Quote:
Originally Posted by
the_beast666 
Are you intending on doing anything else with it?
If not a Dual Core Celeron E1200 with 4GB ECC DDR2 could manage that as well as the dual socket system you have listed...
Quote:
Originally Posted by
kapone 
However, that being said, for your listed objectives, this is WAY WAY overkill.
Blu Ray content = max 50mbps.
x 5 rooms = 250mbps
That's 1/4th of a wired gigabit connection. An Atom 330 could saturate that.

Quote:
Originally Posted by
xuniman 
... but I personnaly don't think you need a high power server for these types of applications. I put a E5200 on this MB and I'm pretty confident that I won't need to worry about the processing power. My usage scenario is very similar to yours and it just doesn't take a lot of horsepower to saturate a Gig ENET connection so why have it.
Just to kind of prove the cpu power needed to stream to myself, I set up a test this morning using my backup server. I copied a BluRay rip to it 3 times (it normally doesn't serve media so it had no files on it). I then streamed each copy to each of the 3 computers I have that can play a full HD stream (only 3 pcs available - sorry I couldn't test all 5 streams you mentioned). I did play a 4th 720p stream on my laptop though just to stress the server as much as possible though.
All 4 streams played back with no issues or stuttering.
So, the question I bet you're asking now is 'what hardware was in this serving powerhouse to provide such performance?'
A Pentium III. Running at 750MHz, 768MB SDRAM. Single 32 bit 33MHz PCI bus, containing an Intel Pro/1000 MT desktop gigabit NIC and a 3Ware 7506-8 8 channel IDE RAID card with 4x80GB & 4x120GB IDE disks (various manfs) in 2 separate RAID5 arrays.
So if my 750MHz P3 can do it, why do you need 8 cores@2266MHz, with over 10 times the RAM?
Note that I am not suggesting you buy a P3 to do the job, just maybe have a think about the reasons why you want to go with just about the most powerful system you can fit into a single case to accomplish what is actually a task with very low cpu requirements.
Quote:
Originally Posted by
kapone 
As far as fast RAID-6 speeds are concerned, that's a function of your RAID card (in your case), not the system. The same RAID card will probably offer 98% of the throughput on a system that's 1/4th the size (or even less), than what you have listed.
As stated, the RAID card & disks are pretty much the only things that matters as far as disk read/write speeds are concerned (and to be honest, for these multi-spindle arrays for media serving, even the disks are largely irrelevant). Extra cpu is useless & a waste of money.
Quote:
Originally Posted by
kapone 
That also being said, it's your money. Knock yourself out.

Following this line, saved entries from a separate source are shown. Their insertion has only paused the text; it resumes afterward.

PR #1713, opened 2026-08-23
fix(bgp): validate MP-BGP fixed-address family

MaxRink:
## Bug
The fixed MP-BGP addresses were validated with `net.ParseIP(...) == nil`, which accepts either family, so an IPv6 literal in `MpbgpIPv4` (or vice versa) passed despite the error strings promising family validation. The mis-family address was then used as the family-specific MP-BGP nexthop.

## Fix
Validate with the existing family-specific helpers (`utils.IsIPv4`/`utils.IsIPv6`). Adds `TestFindMpbgpAddressesRejectsFixedAddressFamilyMismatches`.

## Rebase / CI note

### DIFF
--- a/pkg/endpoints/endpoints_wireguard_test.go
+++ b/pkg/endpoints/endpoints_wireguard_test.go
@@ -6,7 +6,7 @@ import (
 	v1 "k8s.io/api/core/v1"
 )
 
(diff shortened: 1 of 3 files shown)


p-strusiewiczsurmacki-mobica (commented):
LGTM

p-strusiewiczsurmacki-mobica (approved):

PR #1714, opened 2026-08-23
fix(endpoints): only use Hostname for locality when NodeName is absent

MaxRink:
## Bug
Both endpoint providers fell through to a Hostname match even when `NodeName` was present but mismatched, so an endpoint with `NodeName=node-b, Hostname=node-a` was wrongly classified local to node-a. The code comments state Hostname is only useful when NodeName is unavailable; the implementation contradicted that, misfiring ExternalTrafficPolicy=Local leader election.

## Fix
Only evaluate the Hostname branch when `NodeName` is nil, in both the EndpointSlices and legacy Endpoints providers.

## Generalized verification
The narrow regression fixture is replaced by `pkg/endpoints/providers/providers_test.go`, which exercises both providers through the same conformance-style cases and includes a generic NodeName-over-Hostname precedence test.

## Verification
- `go test ./pkg/endpoints/providers`
- `go test -race ./pkg/endpoints/providers`

Both commands passed in the Debian Bookworm ARM64 OrbStack Linux VM.

## Rebase note

## Rebase / CI note


p-strusiewiczsurmacki-mobica (approved):
LGTM

PR #1716, opened 2026-08-23
fix(debouncer): prevent deadlock when forwarding to a terminating object

MaxRink:
## Bug
`debouncer.Start` forwarded events with an unguarded blocking send `eventObject.input <- tmp`. If the per-object worker self-terminated (sent its Deleted event and returned) but had not yet been removed from the map, the main loop could find the stale, receiver-less object and block forever, so `Start` never returned and the output channel stalled. Context cancellation could not rescue it.

## Fix
Guard the send with a select against the debouncer context, and remove the object from the map synchronously at termination so the main loop cannot observe a receiver-less object. Adds regression tests for both the cancellation and the non-cancellation orphan-window cases (run under `-timeout` and `-race`).

Found during the kube-vip test-coverage/bug-bash effort; adversarially confirmed and bidirectionally validated (repro tests pass with the fix, fail when reverted), full package green under -race. No unrelated changes.

## Rebase / CI note

### DIFF
--- a/pkg/debouncer/debouncer.go
+++ b/pkg/debouncer/debouncer.go
@@ -52,9 +52,8 @@ func (n *ns) add(name string, output chan<- watch.Event) *object {
 	return i
 }
 
-func (n *ns) del(name string) {
-	if _, exists := n.Load(name); exists {
-		n.Delete(name)
+func (n *ns) del(name string, object *object) {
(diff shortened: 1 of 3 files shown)


p-strusiewiczsurmacki-mobica (approved):
LGTM

PR #3602, opened 2020-01-16
Use selectedOption instead of selectedIndex in field dropdown

samelhusseini:
## The basics
- [x] I branched from develop

### Resolves

Fixes https://github.com/google/blockly/issues/3553

### Proposed Changes

Reference selected option instead of selected index in field dropdown so re-names in the underlying model are reflected in the field.

### Reason for Changes

Bug fix.

### Test Coverage

Tested with sample block in bug. 

Tested on:

### Additional Information

@mattbishop thoughts?

### DIFF
--- a/core/field_dropdown.js
+++ b/core/field_dropdown.js
@@ -78,20 +78,19 @@ Blockly.FieldDropdown = function(menuGenerator, opt_validator, opt_config) {
    */
   this.generatedOptions_ = null;
 
+  this.trimOptions_();
+
   /**
-   * The currently selected index. The field is initialized with the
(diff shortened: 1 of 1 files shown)


core/field_dropdown.js
```diff
@@ -78,20 +78,19 @@ Blockly.FieldDropdown = function(menuGenerator, opt_validator, opt_config) {
    */
   this.generatedOptions_ = null;
 
+  this.trimOptions_();
```
mattbishop: What does trimOptions_() do?

mattbishop: NM, existing code.

Issue #3614, opened 2020-01-21
Toolbox category not deselected after block is dragged out


moniika:
After a block is dragged out of a category in toolbox, the category is not un-selected (although the flyout is closed) and it takes 2 clicks to re-open that category.

**To Reproduce**

1. Drag a bug out of toolbox from category, observe how flyout closes, but the category is still highlighted.
2. Click on the **same** category to open the flyout,  observe flyout does not open but is no longer highlighted.
4. Click category again to open flyout.

**Expected behavior**

Category should be deselected after block is dragged out and it should only take one click to open flyout.

**Screenshots**
![5BFHo0RSFn9](https://user-images.githubusercontent.com/6621618/72835108-f5574e80-3c3e-11ea-9348-cd5d01305645.gif)

**Desktop (please complete the following information):**
 - OS: Linux
 - Browser: chrome

PR #3616, opened 2020-01-21
Fix parsing and passing of workspace options around Blockly

samelhusseini:
## The basics
- [x] I branched from develop

### Resolves

Fixes https://github.com/google/blockly/issues/3614

### Proposed Changes

Workspace options were moved to all pass through the Blockly.Options parser. This means that we have to update the options sent to reflect the differences in the property names.

There's a number of side effects to this issue, RTL, mutators, etc.
This also fixes issues with Advanced compilation where the options object properties are renamed if not fully qualified.

### Reason for Changes

Bug fix.

### Test Coverage

Tested in playground.

Tested on:

### DIFF
--- a/core/mutator.js
+++ b/core/mutator.js
@@ -166,18 +166,17 @@ Blockly.Mutator.prototype.createEditor_ = function() {
       ({
         // If you want to enable disabling, also remove the
         // event filter from workspaceChanged_ .
-        disable: false,
-        languageTree: quarkXml,
-        parentWorkspace: this.block_.workspace,
-        pathToMedia: this.block_.workspace.options.pathToMedia,
-        RTL: this.block_.RTL,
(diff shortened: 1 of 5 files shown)


core/mutator.js
```diff
@@ -166,18 +166,17 @@ Blockly.Mutator.prototype.createEditor_ = function() {
       ({
         // If you want to enable disabling, also remove the
         // event filter from workspaceChanged_ .
-        disable: false,
-        languageTree: quarkXml,
-        parentWorkspace: this.block_.workspace,
-        pathToMedia: this.block_.workspace.options.pathToMedia,
-        RTL: this.block_.RTL,
-        toolboxPosition: this.block_.RTL ? Blockly.TOOLBOX_AT_RIGHT :
+        'disable': false,
```
mattbishop: Why quote the keys?

samelhusseini: For advanced compilation. Otherwise they’ll get renamed.

Issue #3621, opened 2020-01-21
Note picker broken (getColourBorder not a function)


NeilFraser:
Note picker in Blockly Games is suddenly broken on develop.
Video:  https://youtu.be/xA2b9efPuAM

```
Uncaught TypeError: this.sourceBlock_.getColourBorder is not a function
    at CustomFields.FieldPitch.showEditor_ (field_pitch.js:78)
    at CustomFields.FieldPitch.Blockly.Field.showEditor (field.js:613)
    at Blockly.TouchGesture.Blockly.Gesture.doFieldClick_ (gesture.js:734)
    at Blockly.TouchGesture.Blockly.Gesture.handleUp (gesture.js:590)
    at Blockly.TouchGesture.handleUp (touch_gesture.js:204)
    at HTMLDocument.wrapFunc (blockly.js:475)
```

alschmiedt:
Fixed blockly games and added getColourBorder back with @deprecated.

PR #3626, opened 2020-01-22
Add colour methods back to blockSvg

alschmiedt:
## The basics

- [x] I branched from develop

### Resolves
getColourBorder is used in a lot of fields. In an attempt to not break people we don't need to we are adding back the method and deprecating it. Also adding back helper methods for getting the different colours.
Original issue reported here: #3621

### Proposed Changes
Added back the methods and removed some unnecessary checks if the colours don't exist since they should all be going through validatedBlockStyle_ which makes sure primary, secondary, and tertiary all have colours. 

### Test Coverage

Tested on:

### Additional Information
Not sure if we also wanted to deprecate the getColourSecondary, getColourTertiary and getColourShadow ?

### DIFF
--- a/core/block_svg.js
+++ b/core/block_svg.js
@@ -219,6 +219,48 @@ Blockly.BlockSvg.prototype.initSvg = function() {
 };
 
 /**
+ * Get the secondary colour of a block.
+ * @return {?string} #RRGGBB string.
+ */
+Blockly.BlockSvg.prototype.getColourSecondary = function() {
+  return this.style.colourSecondary;
+};
+
+/**
+ * Get the tertiary colour of a block.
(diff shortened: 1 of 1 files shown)


core/block_svg.js
```diff
@@ -218,6 +218,48 @@ Blockly.BlockSvg.prototype.initSvg = function() {
...
+ */
+Blockly.BlockSvg.prototype.getColourTertiary = function() {
+  return this.style.colourTertiary;
+};
+
+/**
+ * Get the shadow colour of a block.
+ * @return {?string} #RRGGBB string.
+ */
+Blockly.BlockSvg.prototype.getColourShadow = function() {
```
samelhusseini: Please deprecate this one as well.

PR #3635, opened 2020-01-22
Editable field spacing

### LINKED ISSUE #3632: TextInput fields have extra padding in readonly
**Describe the bug**
It looks like textinputs have more padding around them in readonly mode.

**To Reproduce**
1. Import following xml in to a playground that is in readonly mode 

` <xml xmlns="https://developers.google.com/blockly/xml">
  <block type="controls_repeat_ext" id="6B|/UvKRbPaWKPGeVR._" x="137" y="112">
    <value name="TIMES">
      <shadow type="math_number" id="HR-}CEhizODrNSY,ubD%">
        <field name="NUM">10</field>
      </shadow>
    </value>
  </block>
</xml> `

**Expected behavior**

**Screenshots**
**Readonly true**
Screen Shot 2020-01-21 at 8 31 01 PM

**Readonly false**
Screen Shot 2020-01-21 at 8 31 10 PM

**Stack Traces**

```
```

**Additional context**

moniika:
## The basics

- [x] I branched from develop

### Resolves

#3632

### Proposed Changes

Subsituting checks for isEditable for field EDITABLE property for determining element spacing.

### Reason for Changes

Fields that can be editable like `TextInput` have property `isEditable = false` in `readonly`  and element spacing calculation uses the `isEditable` property, which causes a difference in padding depending on `readonly` state.

### Test Coverage

Opened all blocks in playground in geras and thasos.

### DIFF
--- a/core/renderers/geras/info.js
+++ b/core/renderers/geras/info.js
@@ -303,7 +303,7 @@ Blockly.geras.RenderInfo.prototype.getInRowSpacing_ = function(prev, next) {
   // Spacing between two fields of the same editability.
   if (Blockly.blockRendering.Types.isField(prev) &&
       next && Blockly.blockRendering.Types.isField(next) &&
-      ((/** @type Blockly.blockRendering.Field */ (prev)).isEditable ===
+      ((/** @type Blockly.blockRendering.Field */ (prev)).isEditable ==
           (/** @type Blockly.blockRendering.Field */ (next)).isEditable)) {
     return this.constants_.LARGE_PADDING;
   }
--- a/core/renderers/geras/info.js
+++ b/core/renderers/geras/info.js
@@ -172,7 +172,8 @@ Blockly.geras.RenderInfo.prototype.addElemSpacing_ = function() {
 Blockly.geras.RenderInfo.prototype.getInRowSpacing_ = function(prev, next) {
   if (!prev) {
     // Between an editable field and the beginning of the row.
-    if (next && Blockly.blockRendering.Types.isField(next) && next.isEditable) {
+    if (next && Blockly.blockRendering.Types.isField(next) &&
+        (/** @type Blockly.blockRendering.Field */ next).field.EDITABLE) {
       return this.constants_.MEDIUM_PADDING;
     }
     // Inline input at the beginning of the row.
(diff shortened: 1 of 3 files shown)


samelhusseini:
I'm not opposed to the extra Field type checks, and the type casts, but the field measurable's isEditable property is only used in this context (getInRowSpacing_) why not update that from 
```
this.isEditable = field.isCurrentlyEditable();
```
to
```
this.isEditable = field.EDITABLE;
```

moniika:
> I'm not opposed to the extra Field type checks, and the type casts, but the field measurable's isEditable property is only used in this context (getInRowSpacing_) why not update that from
> 
> ```
> this.isEditable = field.isCurrentlyEditable();
> ```
> 
> to
> 
> ```
> this.isEditable = field.EDITABLE;
> ```
> 
> https://github.com/google/blockly/blob/develop/core/renderers/measurables/row_elements.js#L94

Makes sense, I'll update it.

core/renderers/geras/info.js
```diff
@@ -298,9 +301,10 @@ Blockly.geras.RenderInfo.prototype.getInRowSpacing_ = function(prev, next) {
   }
 
   // Spacing between two fields of the same editability.
-  if (!Blockly.blockRendering.Types.isInput(prev) &&
-      next && !Blockly.blockRendering.Types.isInput(next) &&
-      (prev.isEditable == next.isEditable)) {
+  if (Blockly.blockRendering.Types.isField(prev) &&
+      next && Blockly.blockRendering.Types.isField(next) &&
+      ((/** @type Blockly.blockRendering.Field */ (prev)).isEditable ===
```
samelhusseini: Only double equals.

core/renderers/thrasos/info.js
```diff
@@ -226,9 +229,10 @@ Blockly.thrasos.RenderInfo.prototype.getInRowSpacing_ = function(prev, next) {
   }
 
   // Spacing between two fields of the same editability.
-  if (!Blockly.blockRendering.Types.isInput(prev) &&
-      next && !Blockly.blockRendering.Types.isInput(next) &&
-      (prev.isEditable == next.isEditable)) {
+  if (Blockly.blockRendering.Types.isField(prev) &&
+      next && Blockly.blockRendering.Types.isField(next) &&
+      ((/** @type Blockly.blockRendering.Field */ (prev)).isEditable ===
```
samelhusseini: same here.

core/renderers/geras/info.js
moniika: done

rachel-fenichel:
Does this mean that `isCurrentlyEditable` should only be used to determine if a field can be clicked, and not for any other checks against editability?

BeksOmega:
> Does this mean that `isCurrentlyEditable` should only be used to determine if a field can be clicked, and not for any other checks against editability?

I think it depends on the context. I think of EDITABLE as like an intrinsic property of the field. While isCurrentlyEditable has to do with its current state.

( Put another way: If fields had a more robust inheritance structure I think fields would implement an IEditable interface, which would have an isCurrentlyEditable property. EDITABLE is like the IEditable interface)

So if you're checking if the field "implements" EDITABLE check EDITABLE; if you want to know if the field is currently editable check isCurrentlyEditable.

(Obligatory disclaimer: My knowledge could be out of date hehe)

True. But I just don't feel comfortable letting someone spend ~$2,000 more than they need to for no benefit in order to achieve their aims after asking for advice...

Not trying to tell you what to do with your cash, just to (politely) inform you that you are being a bit silly. If I were in your shoes & had the money available, I would save the cash on the processors, board & RAM and put it towwards a nicer TV or a (lot) of new BluRays instead.